With mpi4py we can either rely on Python’s dynamic typing or declare types explicitly when processing numpy arrays. To sum an array of numbers, we distribute the numbers among the processes that compute the sum of a slice. The sums of the slices are sent to process 0 which computes the total sum. The code for the script is ref{figmpi4pyparsum} and what appears on screen when the script runs is below.

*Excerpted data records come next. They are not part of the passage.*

PR #180, opened 2016-11-23
Added test for not being able to double mount

DunderRoffe:


tobsan (changes requested):
This is nice, but I would also like to see tests for trying to mount over things like / and /lib (that are already mounted by LXC)

tobsan (approved):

$ mpiexec -n 10 python mpi4py_parallel_sum.py
0 has data [0 1 2 3 4 5 6 7 8 9] sum = 45
2 has data [20 21 22 23 24 25 26 27 28 29] sum = 245
3 has data [30 31 32 33 34 35 36 37 38 39] sum = 345
4 has data [40 41 42 43 44 45 46 47 48 49] sum = 445
5 has data [50 51 52 53 54 55 56 57 58 59] sum = 545
1 has data [10 11 12 13 14 15 16 17 18 19] sum = 145
8 has data [80 81 82 83 84 85 86 87 88 89] sum = 845
9 has data [90 91 92 93 94 95 96 97 98 99] sum = 945
7 has data [70 71 72 73 74 75 76 77 78 79] sum = 745
6 has data [60 61 62 63 64 65 66 67 68 69] sum = 645
total sum = 4950

The code for the script mpi4py_parallel_sum.py follows.

from mpi4py import MPI
import numpy as np

COMM = MPI.COMM_WORLD
RANK = COMM.Get_rank()
SIZE = COMM.Get_size()
N = 10

if(RANK == 0):
    DATA = np.arange(N*SIZE, dtype='i')
    for i in range(1, SIZE):
        SLICE = DATA[i*N:(i+1)*N]
        COMM.Send([SLICE, MPI.INT], dest=i)
    MYDATA = DATA[0:N]
else:
    MYDATA = np.empty(N, dtype='i')
    COMM.Recv([MYDATA, MPI.INT], source=0)

S = sum(MYDATA)
print RANK, 'has data', MYDATA, 'sum =', S

SUMS = np.zeros(SIZE, dtype='i')
if(RANK > 0):
    COMM.send(S, dest=0)
else:
    SUMS[0] = S
    for i in range(1, SIZE):
        SUMS[i] = COMM.recv(source=i)
    print 'total sum =', sum(SUMS)

Recall that Python is case sensitive and the distinction between Send and send, and between Recv and recv is important. In particular, COMM.send and COMM.recv have no type declarations, whereas COMM.Send and COMM.Recv have type declarations.

Bibliography

  1. L. Dalcin, R. Paz, and M. Storti. MPI for Python. Journal of Parallel and Distributed Computing, 65:1108–1115, 2005.
  2. M. Snir, S. Otto, S. Huss-Lederman, D. Walker, and J. Dongarra. MPI - The Complete Reference Volume 1, The MPI Core. Massachusetts Institute of Technology, second edition, 1998.

Exercises

  1. Adjust the parallel summation to work for \(p\) processors where the dimension \(n\) of the array is a multiple of \(p\).
  2. Use C or Python to rewrite the program to sum 100 numbers using MPI_Send and MPI_Recv instead of MPI_Scatter and MPI_Gather.
  3. Use C or Python to rewrite the program to square \(p\) numbers using MPI_Scatter and MPI_Gather.
  4. Show that a hypercube network topology has enough direct connections between processors for a fan out broadcast.